Tião

Personal information
- Full name: Sebastião Rocha
- Date of birth: 14 September 1941
- Place of birth: Rio de Janeiro, Brazil
- Date of death: 12 April 1984 (aged 42)
- Place of death: Rio de Janeiro, Brazil
- Height: 1.70 m (5 ft 7 in)
- Position: Left winger

Youth career
- Flamengo

Senior career*
- Years: Team / Apps / (Gls)
- 1961–1962: Cruzeiro
- 1962–1965: Siderúrgica
- 1965: Flamengo / 4 / (0)
- 1965–1966: Vasco da Gama
- 1966: Siderúrgica
- 1966–1972: Atlético Mineiro / 283 / (32)
- 1972–1974: América Mineiro / 32 / (2)

International career
- 1968: Brazil / 1 / (0)

= Tião (footballer, born 1941) =

Brazilian footballer

Sebastião Rocha (14 September 1941 – 12 April 1984), better known as Tião, was a Brazilian professional footballer who played as a left winger.

==Career==

Born in the Botafogo neighborhood, Rio de Janeiro, Tião began his career in Flamengo's youth sectors. Slight, even abandoned football when in 1961 he was invited by a Cruzeiro director to restart his career. He played little for Cruzeiro, being transferred to EC Siderúrgica de Sabará, where in 1964, he was part of the state champion squad. He returned to Rio de Janeiro with Flamengo, but again, little used, he quickly ended up moving to Vasco. At the end of 1966 he was hired by Atlético Mineiro, where he was Brazilian champion in 1971. He ended his career at América Mineiro in 1974.
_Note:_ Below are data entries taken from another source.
PR #2378, opened 2023-01-12
Add questions tag

meatballs:
Because I find myself pointing people to [Asking Good Questions](https://www.pythondiscord.com/pages/guides/pydis-guides/asking-good-questions/) regularly.

### DIFF
--- a/bot/resources/tags/questions.md
+++ b/bot/resources/tags/questions.md
@@ -1,0 +1,3 @@
+**Asking Good Questions**
+
+The [Asking Good Questions](https://www.pythondiscord.com/pages/guides/pydis-guides/asking-good-questions/) page on our website contains guidance on how to ask a question so that you get help as quickly and effectively as possible.
--- a/bot/resources/tags/questions.md
+++ b/bot/resources/tags/questions.md
@@ -1,3 +1,5 @@
-**Asking Good Questions**
-
+---
+embed:
+    title: "Asking Good Questions"
+---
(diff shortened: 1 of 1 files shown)


CaedenPH (commented):
Just my opinion, but this seems a little bare. Perhaps some other information could be useful

meatballs:
What do you think it needs? The page it links to has comprehensive detail and I didn't want to just repeat any of that.

brodycritchlow (approved):
Don't see any point in adding anymore. The link provides enough detail. Looks good

Robin5605 (approved):
Short, concise, and links to a more detailed article. A perfect combination for tags. LGTM :+1:

bot/resources/tags/questions.md
```diff
@@ -0,0 +1,3 @@
+**Asking Good Questions**
```
shtlrs, line 1: This needs to change to comply with the news tags slash command
#2419 is your friend

shtlrs (changes requested):

HassanAbouelela:
Blocked for further discussion, please open an issue in python-discord/meta.

mbaruh:
Staff consensus in today's meeting is that we don't want to go forward with it, largely for the same reasons we removed the old !ask tag. The link doesn't clarify what exactly is wrong with the question asked, which is very context specific, and has a high chance of being used passive-aggressively by being dumped at people (sometimes several times) with no further explanation, as we have seen with the old tag.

Also played a match for the Brazil national team, against Yugoslavia in 1968.

==Honours==

- Siderúrgica
- Campeonato Mineiro: 1964

- Vasco da Gama
- Torneio Rio-São Paulo: 1966 (shared)

- Atlético Mineiro
- Campeonato Brasileiro: 1971
- Campeonato Mineiro: 1970

==Death==

Tião died murdered in the city of Rio de Janeiro, on 12 April 1984.